A: Diagram of data used for training and testing. B: Results for brightfield (BF) and darkfield (DF) models trained on Dataset 1 and tested on Dataset 2. Bi: zoomed-in ROC curve showing specificity values from 95% to 100%, with TPP specificity requirements shown as vertical lines. Bii and Biii: patient-level sensitivity for BF and DF models for the TI&S (Bii) and M&E (Biii) use cases, with sensitivity values for each model displayed above each bar and target sensitivity displayed as a horizontal line. C: Results for model combinations on Dataset 2. Ci: zoomed-in ROC curve showing specificity values from 95% to 100%, with TPP specificity requirements shown as vertical lines. Cii and Ciii: sensitivity results for BF and DF models and combinations for the TI&S (Cii) and M&E (Ciii) use cases. PL AND is patient-level AND, PL OR is patient-level OR, OL AND is object-level AND, OL OR is object-level OR. D: Bootstrapping results on the holdout set for TI&S and M&E TPP use cases.

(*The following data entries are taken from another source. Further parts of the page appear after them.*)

PR #355, opened 2024-06-01
Barber

AstralSkies:


EOLib.Localization/EOResourceID.cs
```diff
@@ -152,8 +152,13 @@ public enum EOResourceID
...
         DIALOG_SHOP_CRAFT_PUT_INGREDIENTS_TOGETHER = 159,
 
+        DIALOG_BARBER_CHANGE_MODAL = 160,
+        DIALOG_BARBER_CHANGE_HAIR_COLOR = 161,
+        DIALOG_BARBER_BUY_HAIRSTYLE = 162,
         DIALOG_WORD_CURRENT = 163,
-
+        DIALOG_BARBER_DO_YOU_WANT_TO_BUY_A_NEW_HAIRSTYLE = 164,
+        
+        DIALOG_TRADE_PLAYERS_NEED_TO_TRADE_ONE_ITEM = 165,
```
ethanmoffat, line 161: This new line is a duplicate of the resource below it and doesn't appear to be used in this PR? I think this line can be deleted

EOLib/Domain/Interact/Bank/BankDataRepository.cs
```diff
@@ -1,34 +1,47 @@
-﻿using AutomaticTypeMapper;
+﻿using System.Diagnostics;
+using AutomaticTypeMapper;
```
ethanmoffat, line 2: Changes in this file can be reverted in their entirety

EOLib.Localization/EOResourceID.cs
```diff
@@ -342,6 +347,8 @@ public enum EOResourceID
         STATUS_LABEL_IS_ONLINE_NOT_FOUND = 430,
         DIALOG_BANK_LOCKER_UPGRADE = 431,
         DIALOG_BANK_MORE_SPACE = 432,
-        STATUS_LABEL_LOCKER_SPACE_INCREASED = 433
+        STATUS_LABEL_LOCKER_SPACE_INCREASED = 433,
+
```
ethanmoffat, line 351: nit: delete extra whitespace lines

EOLib/Domain/Interact/Barber/BarberDataRepository.cs
```diff
@@ -0,0 +1,40 @@
...
+    [AutoMappedType(IsSingleton = true)]
+    public class BarberDataRepository : IBarberDataRepository, IBarberDataProvider
+    {
+        private int _sessionID;
+        public int SessionID
+        {
+            get => _sessionID;
+            set
+            {
+                _sessionID = value;
```
ethanmoffat, line 25: Make this an auto-property:

`public int SessionID { get; set; }`

EOLib/PacketHandlers/Avatar/AvatarAgreeHandler.cs
```diff
@@ -17,7 +17,7 @@ public class AvatarAgreeHandler : InGameOnlyPacketHandler
         protected readonly ICurrentMapStateRepository _currentMapStateRepository;
         protected readonly ICharacterRepository _characterRepository;
         protected readonly IEIFFileProvider _eifFileProvider;
-
+
```
ethanmoffat, line 20: Changes in this file can be reverted in their entirety

EOLib/PacketHandlers/Barber/BarberReplyHandler.cs
```diff
@@ -0,0 +1,97 @@
...
+using EOLib.Domain.Interact.Barber;
+using EOLib.Domain.Character;
+using EOLib.Domain.Login;
+using EOLib.Domain.Map;
+using EOLib.Domain.Notifiers;
+
+namespace EOLib.PacketHandlers.Barber
+{
+    [AutoMappedType]
+    public class BarberReplyHandler : InGameOnlyPacketHandler
```
ethanmoffat, line 15: Rename type/file to `BarberAgreeHandler` to match the packet ID

EOLib/PacketHandlers/Shop/ShopTradeHandler.cs
```diff
@@ -109,4 +109,4 @@ public class ShopSellHandler : ShopTradeHandler
         {
         }
```
ethanmoffat, line 110: Changes in this file can be reverted in their entirety

EndlessClient.sln
```diff
@@ -13,7 +13,7 @@ Project("{9A19103F-16F7-4668-BE54-9A1E7A4F7556}") = "EOLib", "EOLib\EOLib.csproj
 EndProject
 Project("{9A19103F-16F7-4668-BE54-9A1E7A4F7556}") = "EOLib.Config", "EOLib.Config\EOLib.Config.csproj", "{B6AD3196-D307-4352-9979-9237CB08B102}"
 EndProject
-Project("{FAE04EC0-301F-11D3-BF4B-00C04F79EFBC}") = "EOLib.Graphics", "EOLib.Graphics\EOLib.Graphics.csproj", "{8C4BC247-89ED-4629-B34B-15A5AEE88E2D}"
```
ethanmoffat, line 16: Not sure what's happening here, can these changes be reverted?

EndlessClient/ControlSets/InitialControlSet.cs
```diff
@@ -159,6 +159,8 @@ private IXNALabel GetVersionInfoLabel()
         private IXNAPictureBox GetPersonPicture1()
         {
             var texture = _personSet1[_randomGen.Next(4)];
+
```
ethanmoffat, line 162: Changes to this file can be reverted in their entirety

EndlessClient/Dialogs/Actions/InGameDialogActions.cs
```diff
@@ -12,6 +12,7 @@
 using System;
 using System.Collections.Generic;
 using System.Linq;
+using System.Diagnostics;
```
ethanmoffat, line 15: nit: remove unused using

EndlessClient/Dialogs/Actions/InGameDialogActions.cs
```diff
@@ -69,7 +71,9 @@ public class InGameDialogActions : IInGameDialogActions
                                    ILawDialogFactory lawDialogFactory,
                                    IHelpDialogFactory helpDialogFactory,
                                    ISfxPlayer sfxPlayer,
-                                   IStatusLabelSetter statusLabelSetter)
+                                   IStatusLabelSetter statusLabelSetter,
+                                   IBarberDialogFactory barberDialogFactory)
+
```
ethanmoffat, line 76: nit: remove whitespace

EndlessClient/Dialogs/Actions/NpcInteractionActions.cs
```diff
@@ -11,6 +11,7 @@
 using EOLib.Localization;
 using System;
 using XNAControls;
+using System.Diagnostics;
```
ethanmoffat, line 14: nit: remove unused using

EndlessClient/Dialogs/ActiveDialogRepository.cs
```diff
@@ -165,6 +171,8 @@ IReadOnlyList<Option<IXNADialog>> ActiveDialogs
                     JukeboxDialog.Map(Map),
                     InnkeeperDialog.Map(Map),
                     LawDialog.Map(Map),
+                    BarberDialog.Map(Map),
+                    BardDialog.Map(Map),
```
ethanmoffat, line 175: `BardDialog.Map` is already in this list

EndlessClient/Dialogs/BaseEODialog.cs
```diff
@@ -12,6 +12,8 @@ public abstract class BaseEODialog : XNADialog
 
         public INativeGraphicsManager GraphicsManager { get; }
 
+        public ListDialogItem.ListItemStyle ListItemType { get; set; }
```
ethanmoffat, line 15: This shouldn't be in `BaseEODialog`. Not every dialog has list items.

EndlessClient/Rendering/Character/CharacterAnimator.cs
```diff
@@ -17,6 +17,7 @@
 using System.Diagnostics;
 using System.Linq;
 
+
```
ethanmoffat, line 20: Changes to this file can be removed in their entirety

EndlessClient/Rendering/Sprites/SpriteSheet.cs
```diff
@@ -1,5 +1,6 @@
 ﻿using Microsoft.Xna.Framework;
 using Microsoft.Xna.Framework.Graphics;
+using System.Diagnostics;
```
ethanmoffat, line 3: Changes to this file can be removed in their entirety

EndlessClient/UIControls/CreateCharacterControl.cs
```diff
@@ -72,5 +72,22 @@ private static CharacterRenderProperties GetDefaultProperties()
         {
             return new CharacterRenderProperties.Builder { HairStyle = 1 }.ToImmutable();
         }
+
+        public void UpdateRenderProperties(int hairStyle, int hairColor, int race, int gender, int armorgraphic, int weapongraphic, int bootgraphic, int shieldgraphic)
```
ethanmoffat, line 76: Instead of adding an `UpdateRenderProperties` method, add a constructor overload (and factory function overload) that takes in the current character's render properties instead of using default properties. Then you can just construct the object directly in `BarberDialog` from the main character's render properties.

It looks like barber dialog doesn't need to arbitrarily set the render properties, and I'd prefer not to have a mutating method like this on the control's interface.

For clarify, I'm thinking like this:
```csharp
public CreateCharacterControl(ICharacterRendererFactory characterRendererFactory)
    : this(GetDefaultProperties(), characterRendererFactory) { }

public CreateCharacterControl(CharacterRenderProperties renderProperties, ICharacterRendererFactory factory)
    : base(Character.Default.WithRenderProperties(renderProperties), factory
{
    SetSize(99, 123);
    _lastPosition = Vector2.Zero;
}
```

EndlessClient/Dialogs/ListDialogItem.cs
```diff
@@ -18,6 +18,10 @@ public enum ListItemStyle
             Large
         }
 
+
+        public bool EnableBarberMode = false;
```
ethanmoffat, line 22: `ListDialogItem` should not have anything barber-specific. This is a general control for all list dialog items. Also, convention is to avoid public fields and use properties instead.

If you want to override the width of the highlight, add a property that sets it, similar to `OffsetX` and `OffsetY`.

`OffsetX` already performs the function you're doing in the `Draw` override for getting `rectX`.

EndlessClient/UIControls/BlinkingLabel.cs
```diff
@@ -1,4 +1,5 @@
 ﻿using System;
+using System.Diagnostics;
```
ethanmoffat, line 2: I don't see the value in these changes - is there something wrong with `BlinkingLabel`? Strongly prefer to revert this file in its entirety.

Usually a crash in `base.Update()` shows up in `EndlessGame` due to collections being modified. This is *usually* caused by trying to update the collection on a background thread (collection was modified, enumeration may not continue).

EndlessClient/Dialogs/BarberDialog.cs
```diff
@@ -0,0 +1,223 @@
...
+        }
+
+        public override void Initialize()
+        {
+            base.Initialize();
+            _characterControl.Initialize();
+            UpdateListItems(_characterRepository.MainCharacter.RenderProperties);
+
+        }
+        public override void Update(GameTime gameTime)
```
ethanmoffat, line 94: This override is unneeded

EndlessClient/Dialogs/BarberDialog.cs
```diff
@@ -0,0 +1,223 @@
...
+            var message = $"{_localizedStringFinder.GetString(EOResourceID.DIALOG_BARBER_DO_YOU_WANT_TO_BUY_A_NEW_HAIRSTYLE)}, {cost} {_eifFileProvider.EIFFile[1].Name}";
+            var title = _localizedStringFinder.GetString(EOResourceID.DIALOG_BARBER_BUY_HAIRSTYLE);
+            var msgBox = _messageBoxFactory.CreateMessageBox(message, title, EODialogButtons.OkCancel);
+
+            msgBox.DialogClosing += (_, e) =>
+            {
+                if (e.Result == XNADialogResult.OK)
+                {
+                    _barberActions.Purchase(hairStyle, hairColor);
+                    foreach (var notifier in _soundNotifiers)
```
ethanmoffat, line 208: Notifiers are generally used for signalling from `EOLib` up to `EndlessClient` that something happened (because I wanted to re-invent event handlers, I guess, I regret the design decision but I digress)

You can just inject `ISfxPlayer` and play `SoundEffectID.BuySell`. See jukebox dialog.

EndlessClient/Dialogs/Factories/HelpDialogFactory.cs
```diff
@@ -53,13 +53,11 @@ private string[] GetMessages()
         {
             return new[]
             {
-                _localizedStringFinder.GetString(EOResourceID.ENDLESS_HELP_SUMMARY_1),
```
ethanmoffat, line 56: Why were these changes deleted? Can this file be reverted?

EndlessClient/Dialogs/ScrollingListDialog.cs
```diff
@@ -74,7 +74,7 @@ public enum DialogType
         BankAccountDialog,
 
         Jukebox,
-        Barber,
```
ethanmoffat, line 77: If `Barber` isn't going to be a `ScrollingListDialog` then this is fine, remove all references to `Barber` from this file

EndlessClient/Dialogs/ScrollingListDialog.cs
```diff
@@ -121,7 +121,7 @@ public int ItemsToShow
             }
         }
 
-        public ListDialogItem.ListItemStyle ListItemType
+        public new ListDialogItem.ListItemStyle ListItemType
```
ethanmoffat, line 124: This should be reverted along with removing `ListItemType` from `BaseEoDialog`

EndlessClient/Dialogs/BarberDialog.cs
```diff
@@ -0,0 +1,223 @@
...
+        }
+
+        private void Hair(object sender, MonoGame.Extended.Input.InputListeners.MouseEventArgs e) => UpdateHairStyle(1);
+        private void HairColor(object sender, MonoGame.Extended.Input.InputListeners.MouseEventArgs e) => UpdateHairColor(1);
+
+        private void UpdateHairStyle(int offset)
+        {
+            var currentProperties = _characterControl.RenderProperties;
+            var newHairStyle = (currentProperties.HairStyle + offset) % 21;
+            _characterControl.UpdateRenderProperties(newHairStyle, currentProperties.HairColor,
```
ethanmoffat, line 160: `CreateCharacterControl.NextHairStyle` already does this.

Note that the base class `CharacterControl` has a publicly-visible `RenderProperties` property that you can access to get the current hairstyle for setting the subtext

EndlessClient/Dialogs/BarberDialog.cs
```diff
@@ -0,0 +1,223 @@
...
+                                                     currentProperties.ArmorGraphic, currentProperties.WeaponGraphic,
+                                                     currentProperties.BootsGraphic, currentProperties.ShieldGraphic);
+            _changeHairItem.SubText = GetCurrentHairStyleText(newHairStyle);
+        }
+
+        private void UpdateHairColor(int offset)
+        {
+            var currentProperties = _characterControl.RenderProperties;
+            var newHairColor = (currentProperties.HairColor + offset) % _hairColorNames.Length;
+            _characterControl.UpdateRenderProperties(currentProperties.HairStyle, newHairColor,
```
ethanmoffat, line 171: `CreateCharacterControl.NextHairColor` already does this.

Note that the base class `CharacterControl` has a publicly-visible `RenderProperties` property that you can access to get the current hair color for setting the subtext

ethanmoffat (changes requested):

EndlessClient/Dialogs/BarberDialog.cs
```diff
@@ -0,0 +1,223 @@
...
+            _characterControl.SetParentControl(this);
+            _characterControl.UpdateRenderProperties(currentProperties.HairStyle, currentProperties.HairColor,
+                                                     currentProperties.Race, currentProperties.Gender,
+                                                     currentProperties.ArmorGraphic, currentProperties.WeaponGraphic,
+                                                     currentProperties.BootsGraphic, currentProperties.ShieldGraphic);
+        }
+
+        private void InitializeDialogItems(IEODialogButtonService dialogButtonService)
+        {
+            var cancel = CreateButton(dialogButtonService, new Vector2(215, 150), SmallButton.Cancel);
```
ethanmoffat, line 81: I think y coordinate needs to be +1 here
image

EndlessClient/UIControls/BlinkingLabel.cs
AstralSkies: image

I get this issue if i revert or I can do the below instead

image

EndlessClient/Dialogs/Factories/HelpDialogFactory.cs
AstralSkies: leftovers on getting used to the repo haha. sorry !

EndlessClient/Dialogs/ListDialogItem.cs
```diff
@@ -69,6 +66,13 @@ public int OffsetY
             }
         }
 
+        public int HighlightWidthOverride
```
ethanmoffat, line 69: 1. Can this be an auto property? Trying to avoid the property-with-backing-field paradigm unless the getter/setter have logic associated with the property and it is unavoidable.
2. Can you make this an `Optional<int>` or `int?` instead of using the magic value `-1` to indicate that it is unset?

EndlessClient/Dialogs/BarberDialog.cs
```diff
@@ -0,0 +1,217 @@
...
+        {
+            _characterControl.NextHairStyle();
+            _changeHairItem.SubText = GetCurrentHairStyleText(_characterControl.RenderProperties.HairStyle);
+        }
+
+        private void HairColor(object sender, MonoGame.Extended.Input.InputListeners.MouseEventArgs e)
+        {
+            UpdateHairColor();
+        }
+        private void UpdateHighlightWidth(ListDialogItem item)
```
ethanmoffat, line 163: It looks like this method is unused

EndlessClient/Dialogs/BarberDialog.cs
```diff
@@ -0,0 +1,217 @@
...
+        {
+            item.HighlightWidthOverride = 175;
+        }
+        private void UpdateHairColor()
```
ethanmoffat, line 167: You can inline this method, it is only called once

EndlessClient/Dialogs/BarberDialog.cs
```diff
@@ -0,0 +1,217 @@
...
+        {
+            var currentProperties = _characterControl.RenderProperties;
+            _characterControl.NextHairColor();
+            _changeHairColor.SubText = GetCurrentHairColorText(_characterControl.RenderProperties.HairColor);
+        }
+
+        private void BuyHairStyleOrColor(object sender, MonoGame.Extended.Input.InputListeners.MouseEventArgs e) => PurchaseHairStyleOrColor(_characterControl.RenderProperties.HairStyle, _characterControl.RenderProperties.HairColor);
+
+        private void PurchaseHairStyleOrColor(int hairStyle, int hairColor)
```
ethanmoffat, line 176: Also prefer to inline this method. I don't think having the event handles hook into a different method really adds much clarity.

EndlessClient/Dialogs/BarberDialog.cs
```diff
@@ -0,0 +1,217 @@
...
+        private string GetCurrentHairColorText(int hairColor) => $"{_localizedStringFinder.GetString(EOResourceID.DIALOG_WORD_CURRENT)}: {_hairColorNames[hairColor % _hairColorNames.Length]}";
+        private string GetCostText() => $"{_localizedStringFinder.GetString(EOResourceID.DIALOG_WORD_CURRENT)}: {CalculateCost()} gold";
+
+        private int CalculateCost()
+        {
+            var level = (int)_characterRepository.MainCharacter.Stats[CharacterStat.Level];
+            return 200 + Math.Max(level - 1, 0) * 200;
+        }
+
+        private void Hair(object sender, MonoGame.Extended.Input.InputListeners.MouseEventArgs e)
```
ethanmoffat, line 153: Rename the event handlers something like `ChangeHairStyle_Click`, `ChangeHairColor_Click`, `BuyHair_Click` so it's clearer from the names that they're vent handlers.

EndlessClient/Dialogs/ListDialogItem.cs
```diff
@@ -20,6 +21,8 @@ public enum ListItemStyle
 
         private int _index;
         private int _xOffset, _yOffset;
+        private int _highlightWidthOverride = -1;
+        private int _highlightXOffset = 0;
```
ethanmoffat, line 25: Delete this unused field

EndlessClient/Dialogs/BarberDialog.cs
```diff
@@ -0,0 +1,217 @@
...
+        }
+
+        public override void Initialize()
+        {
+            base.Initialize();
+            _characterControl.Initialize();
+            UpdateListItems(_characterRepository.MainCharacter.RenderProperties);
+        }
+
+        public void Update(GameTime gameTime)
```
ethanmoffat, line 90: Remove this unused method (this also doesn't have `override` so it could cause issues too)

EndlessClient/Dialogs/BarberDialog.cs
ethanmoffat: This doesn't appear to be resolved with the latest changes (the thick black line at the bottom of the button is incorrect). Change to `new Vector2(215, 151)`

ethanmoffat (changes requested):

EndlessClient/Dialogs/BarberDialog.cs
```diff
@@ -0,0 +1,209 @@
...
+            ApplyWidthOverride(_changeBuyHairStyleOrColor);
+
+            ApplyHighlightOffsetXOverride(_changeHairItem);
+            ApplyHighlightOffsetXOverride(_changeHairColor);
+            ApplyHighlightOffsetXOverride(_changeBuyHairStyleOrColor);
+        }
+
+        private void ApplyWidthOverride(ListDialogItem item)
+        {
+            item.WidthOverride = AdjustedWidth;
```
ethanmoffat, line 108: I'm thinking that maybe `ListDialogItem` doesn't need to change. The `WidthOverride` value is set here, but this property isn't actually used anywhere (that I can see) except in the `SetItemSize` call below. `SetItemSize` is a wrapper around the protected method `SetSize`, which is just a convenience function for updating the `DrawArea` without changing the coordinates from within the control.

1. Back out changes to `ListDialogItem`(same as whitespace process, but for `EndlessClient/Dialogs/ListDialogItem.cs`).
2. Change the implementation of `ApplyWidthOverride` here to
```cs
item.DrawArea = new Rectangle(item.DrawArea.X, item.DrawArea.Y, AdjustedWidth, item.DrawArea.Height);
```

For style points, also do the following:
1. Mark this method as `static` (actually, double-check the other helper methods that you added and make sure they're `static` if they don't access instance members)
2. Pass in the width as a parameter to this method. This has the benefit of making the method call in `CreateListItems` a bit more readable, rather than implicitly relying on a constant defined elsewhere, it's now explicitly passed in.

EndlessClient/Dialogs/BarberDialog.cs
```diff
@@ -0,0 +1,209 @@
...
+            item.SetItemSize(item.WidthOverride.GetValueOrDefault(232), item.Style == ListDialogItem.ListItemStyle.Large ? 36 : 13); 
+        }
+
+        private void ApplyHighlightOffsetXOverride(ListDialogItem item)
+        {
+            item.OffsetX = AdjustedHighlightXOffset;
```
ethanmoffat, line 114: I appreciate that you're trying to make the code more readable by splitting out a bunch of helper methods. I don't know if these are really adding a lot of clarity though, especially for these one-line things. IMO it's probably better to just initialize the list items in-line so readers (me) don't have to decode the call stack and trace through what's actually happening between all these calls.

I'll leave it up to your discretion on this one (comment here with your decision so I know which direction you think is better), but I think just constructing the list items in one spot with a property initializer list would make this a lot easier to parse through.

EndlessClient/UIControls/CreateCharacterControl.cs
```diff
@@ -68,6 +74,13 @@ public void NextHairColor()
             RenderProperties = RenderProperties.WithHairColor((RenderProperties.HairColor + 1) % 10);
         }
 
+        public void NextDirection()
```
ethanmoffat, line 77: Is this method invoked anywhere? My limited "Ctrl+F" PR review search ability isn't turning up anything. If it's not used, please delete

EndlessClient/Dialogs/BarberDialog.cs
```diff
@@ -0,0 +1,209 @@
...
+
+        private void ChangeHairStyle_Click(object sender, MonoGame.Extended.Input.InputListeners.MouseEventArgs e)
+        {
+            _characterControl.NextHairStyle();
+            _changeHairItem.SubText = GetCurrentHairStyleText(_characterControl.RenderProperties.HairStyle);
+        }
+
+        private void ChangeHairColor_Click(object sender, MonoGame.Extended.Input.InputListeners.MouseEventArgs e)
+        {
+            var currentProperties = _characterControl.RenderProperties;
```
ethanmoffat, line 170: Unused variable here.

Side note: check out the compiler output and make sure there are no warnings.

EndlessClient/UIControls/BlinkingLabel.cs
ethanmoffat: Resolved with `isUiControl` parameter when creating character renderers (to be fixed more elegantly later)

ethanmoffat (changes requested):

EndlessClient/Dialogs/BarberDialog.cs
ethanmoffat: I have no idea why the compiler isn't flagging this; maybe it's because it's just a reference? Weird.

EndlessClient/Dialogs/BarberDialog.cs
AstralSkies: "every abstraction has its cost (readability in this case)". I'll go inline.

EndlessClient/Dialogs/BarberDialog.cs
```diff
@@ -0,0 +1,200 @@
...
+        {
+            _characterControl.SetParentControl(this);
+        }
+
+        private void InitializeDialogItems(IEODialogButtonService dialogButtonService)
+        {
+            var cancel = CreateButton(dialogButtonService, new Vector2(215, 151), SmallButton.Cancel);
+            cancel.OnClick += (_, _) => Close(XNADialogResult.Cancel);
+
+            _changeHairItem = new ListDialogItem(this, ListDialogItem.ListItemStyle.Large, 0)
```
ethanmoffat, line 81: Ok, last thing (probably):

- `OffsetY` is `25` by default for large style items. This does not need to be set here.
- Pass in `0`, `1`, and `2` as the list index for each subsequent list item (third constructor parameter, currently all zero). It automatically does the math for offsetting the list items (36*index for large style).
- Include `.DrawArea = ` and `.OffsetX = ` in the initializer lists

AstralSkies: You will end up with the incorrect data if you add include .DrawArea in the initializer lists as there's no method of pre-knowing the math's for the draw size.

ethanmoffat (approved):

The violin plots show the distribution of patient-level sensitivity values at thresholds resulting in the targeted TPP specificity. Bootstrapping was performed for 100 iterations, with sample size = 40% of the patient population. The dashed lines inside violins show the median of the distribution, dotted lines show the quartiles. The median of each distribution is displayed above each violin. A Kruskal-Wallis test with Dunn’s correction for multiple comparisons was used to compare the BF model with the DF model and the combination models. We report multiplicity-adjusted p-values, “ns” is p > 0.05, is p ≤ 0.05, *** is p ≤ 0.001, **** is p ≤ 0.0001.
Fig 5.
Patient-level results on Dataset 3.
A: Patient-level results on the test set of Dataset 3. Ai: zoomed-in ROC curve with specificity values ranging from 95% to 100%, with TPP specificity requirements shown as vertical lines. Aii and Aiii: patient-level sensitivity results for BF and DF models and combinations for the TI&S and M&E use cases (at thresholds resulting in TPP specificity). The target sensitivity for each use case is shown as a horizontal line. BF is brightfield, DF is darkfield, PL AND is patient-level AND, PL OR is patient-level OR, OL AND is object-level AND, OL OR is object-level OR. B: Bootstrapping results on the test set of Dataset 3 for TI&S and M&E TPP use cases. The violin plots show the distribution of patient-level sensitivity values at thresholds resulting in the targeted TPP specificity. Bootstrapping was performed for 100 iterations, with sample size = 40% of the patient population. The dashed lines inside violins show the median of the distribution, dotted lines show the quartiles. The median of each distribution is displayed above each violin. A Kruskal-Wallis test with Dunn’s correction for multiple comparisons was used to compare the BF model with the DF model and the combination models. We report multiplicity-adjusted p-values, “ns” is p > 0.05, is p ≤ 0.05, *** is p ≤ 0.001, **** is p ≤ 0.0001.